Закончив свой рассказ, Владимир Константинович, устало откинулся на землю, а потом приподнялся и спросил:

— Ну, кто наследник?

— Оставим выявление наследника до лучших времён, — сказал Афанасий. — Что было дальше?

— Как я уже говорил, самого главного, на что ссылался поручик, то есть пергамента в детской комнате обнаружено не было и все посчитали, что письмо — бред умирающего человека, чей мозг отравлен алкоголем, хотя прапрадедушка знал из рассказов самого Порфирия, что тот был якобы в скиту. Но и этот рассказ сочли за плод пьяной фантазии, поврежденности ума дяди.

— Но письмо все-таки сохранили! — воскликнула Ольга. — Значит, доля веры была.

— Не знаю, — ответил Владимир Константинович. — Думаю, его берегли, как память о сумасшедшем предке.

— Ну и как же ты пришёл к выводу, что дядюшка не врал, отправляя наследнику письмо? — спросил Николай.
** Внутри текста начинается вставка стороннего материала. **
PR #2312, opened 2026-03-12
feat(files): Add line number display configuration

Aristosis:

Provide option to show configurable line numbers for the
active/focused file window in `windows.line_numbers`
- `windows.line_numbers.enabled` boolean
- `windows.line_numbers.relative` boolean, whether line numbers are in the style of the `relativenumber` option

I tried to assess where this would best fit in, as in some places I tried there was an ugly one draw delay before the numbers appeared. Hope this is good

https://github.com/user-attachments/assets/ecd2b62c-b36a-4e60-b08b-6ea782ae34b4

### DIFF
--- a/doc/mini-files.txt
+++ b/doc/mini-files.txt
@@ -603,6 +603,12 @@ Defaults ~
 
     -- Customization of explorer windows
     windows = {
+      -- Enable/customize line numbers
+      line_numbers = {
+        enabled = false,
+        -- Whether to use relative numbers
+        relative = false,
+      },
       -- Maximum number of windows to show side by side
       max_number = math.huge,
       -- Whether to show preview of file/directory under cursor


abeldekat:
Hi Aristosis, 

I think it is already possible to set those options in the 'MiniFilesWindowUpdate' event.

In my config the linenumber options are set as follows:

```lua

 local restrict_linenumbers = function(args) -- add linenumbers only to active window
    local win_id = vim.api.nvim_get_current_win()
    if win_id and win_id == args.data.win_id then
      vim.wo[win_id].relativenumber = true
      vim.api.nvim_create_autocmd('WinLeave', {
        once = true,
        callback = function() vim.wo[win_id].relativenumber = false end,
      })
    end
  end
  Config.new_autocmd('User', 'MiniFilesWindowUpdate', restrict_linenumbers, 'Restrict linenumbers')

```

echasnovski:
Thanks for the PR!

This is a bit too much added configuration. This is already possible with available `MiniFilesWindowUpdate` `User` event. Like this:

```lua
local add_focused_linenumber = function(ev)
  local win_id = ev.data.win_id
  vim.wo[win_id].number = win_id == vim.api.nvim_get_current_win()
end
vim.api.nvim_create_autocmd('User', { pattern = 'MiniFilesWindowUpdate', callback = add_focused_linenumber })
```

This approach is similar to the one described in ["Customizing windows"](https://nvim-mini.org/mini.nvim/doc/mini-files.html#minifiles-examples-customizewindows) example.

Closing as not planned.

Aristosis:
> This is a bit too much added configuration. This is already possible with available `MiniFilesWindowUpdate` `User` event. Like this:

Hi! That approach results in the aforementioned one frame delay which can look really ugly... I understand the philosophy behind mini but I think this would be very fitting as it is very similar to a vim buffer
I'm sure you've given this enough thought to provide a recipe, but I think its still probably valuable considering one of the people that replied uses it in their config. Thanks a lot

Aristosis:
Here is a video of what that issue looks like. I agree that things like this can open up a floodgate of allowing several tiny tweaks but this is extremely simple 🫪

https://github.com/user-attachments/assets/f8628cdd-8da9-4ced-9d34-6560a0e9edc4

Edit: forgot to attach the video

echasnovski:
I do occasionally see the flicker, but it is by far not frequent. Here is the demo in which I don't think I've seen a flicker even once:

https://github.com/user-attachments/assets/4d9cbad6-2575-4738-bf33-193559dbc6d8

The presence of flicker probably has to do with machine being either fast or slow (not sure what is the case here).

But in any case, I am afraid the config from this PR is still too much to add.

---

There is a very vague plan to refactor 'mini.files' to allow any layout, in which case this kind of change should be more robust to add. But the plan hasn't crystallized yet, unfortunately.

— Оно меня всегда интересовало, начиная с детских лет. После перестройки я занялся изысканиями, приезжал в бывшее имение поручика, опросил местных жителей, которые подтвердили, что был скит, поработал в архивах, и когда доподлинно убедился, что скит существовал, стал его искать.

Несколько минут участники экспедиции молчали под впечатлением повествования наследника поручика. Прервал молчание Николай, сказав, обращаясь к Владимиру Константиновичу:

— Как видим, ваш старинный дядюшка не сумасшедший. Пергамент действительно существовал, но его каким-то образом выкрали, и ты лишился подтверждения письму…
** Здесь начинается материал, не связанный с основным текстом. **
PR #2324, opened 2026-03-20
fix(operators): remove new default `grx` LSP mapping

abeldekat:
Details

- New builtin lsp mapping "grx" executes `vim.lsp.codelens.run()`

  See PR 37689 in neovim/neovim

  This causes test 'Replace works with `cmdheight=0`' to fail:

  Can not use `child.get_screenshot` because child process is blocked.

  In mini.operators, default `gr*` LSP mappings are removed

### DIFF
--- a/lua/mini/operators.lua
+++ b/lua/mini/operators.lua
@@ -729,6 +729,7 @@ H.apply_config = function(config)
       remove_lsp_mapping('n', 'grn')
       remove_lsp_mapping('n', 'grr')
       remove_lsp_mapping('n', 'grt')
+      remove_lsp_mapping('n', 'grx')
     end
 
     if prefix == 'gx' and vim.fn.has('nvim-0.10') == 1 then
--- a/tests/test_operators.lua
+++ b/tests/test_operators.lua
@@ -135,6 +135,7 @@ T['setup()']['removes built-in LSP mappings'] = function()
   eq(child.fn.maparg('gri'), '')
   eq(child.fn.maparg('grn'), '')
   eq(child.fn.maparg('grt'), '')
+  eq(child.fn.maparg('grx'), '')
 end
 
 T['setup()']['remaps built-in `gx` mappings'] = function()


abeldekat:
Shall I add the new mapping to MiniMax as `<leader>lx`?

echasnovski:
Thanks for the PR!

Could you please more closely follow the 6a6a37ec54f833e2a733f5f04959f506520701ba? I.e. almost the same set of changes and the almost the same commit message.

---

> Shall I add the new mapping to MiniMax as `<leader>lx`?

This is a bit early for MiniMax. Let's wait until the Neovim 0.12 release.

Besides, I am not sure that `<Leader>lx` is a good LHS. I would expect something like `<Leader>lc` (*C*odelens) or `<Leader>ll` (*L*ens; similar to how `<Leader>la` is "*A*ctions").

abeldekat:
> Could you please more closely follow the https://github.com/nvim-mini/mini.nvim/commit/6a6a37ec54f833e2a733f5f04959f506520701ba? I.e. almost the same set of changes and the almost the same commit message.

Done

echasnovski:
> > Shall I add the new mapping to MiniMax as `<leader>lx`?
> 
> This is a bit early for MiniMax. Let's wait until the Neovim 0.12 release.
> 
> Besides, I am not sure that `<Leader>lx` is a good LHS. I would expect something like `<Leader>lc` (_C_odelens) or `<Leader>ll` (_L_ens; similar to how `<Leader>la` is "_A_ctions").

I've only now realized that `vim.lsp.codelens.run()` is not new and is present at least since Neovim>=0.10. So adding it to MiniMax can be done now. And I think the `<Leader>ll` fits more into the current language mapping convention.

But at the same time, I've never really used codelens, so there is no mapping for it already. Do you know any particularly good use for it? Enough to warrant the extra `<Leader>ll` mapping?

abeldekat:
> But at the same time, I've never really used codelens, so there is no mapping for it already. Do you know any particularly good use for it? Enough to warrant the extra <Leader>ll mapping?

No, I have never used it as well. I do think it makes sense for MiniMax to provide alternatives for builtin `lsp` mappings that are deleted.

PR #114077, opened 2025-07-10
Update initiative-brief-template.md

humancompanion-usds:
Adds a question about the mobile app. Fixes some formatting.


rtwell (commented):
I'd like to add an ", and why?" here as well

— Кто знает, — отозвался Владимир Константинович. — Возможно, так и было. Какое это теперь имеет значение.

Было бессмысленно скрывать от Владимира Константиновича правду о том, как попал пергамент в их руки, и Николай поведал ему свою историю:

— Мы нашли пергамент в иконе. Она когда-то принадлежала сосланному в Сибирь в тридцатые годы Антипу Загодину. Он её оставил на сохранение своему батраку, тот по прошествии лет шестидесяти принёс мне икону на реставрацию, не зная, что в ней находится старинная грамота. Его позже убили бандиты, видимо, из шайки Зашитого, который сегодня здесь орудует. Убить-то убили, а икону, которую, искали, не нашли. Узнали, что она у нас. И стали требовать, чтобы мы отдали пергамент. Когда они нас крепко прижали, пришлось отдать. И вот они нашли сундук, а мы остались с носом.

— Так что наша миссия закончена, — разочарованно сказал Сергей. — Можно собирать манатки и мотать домой.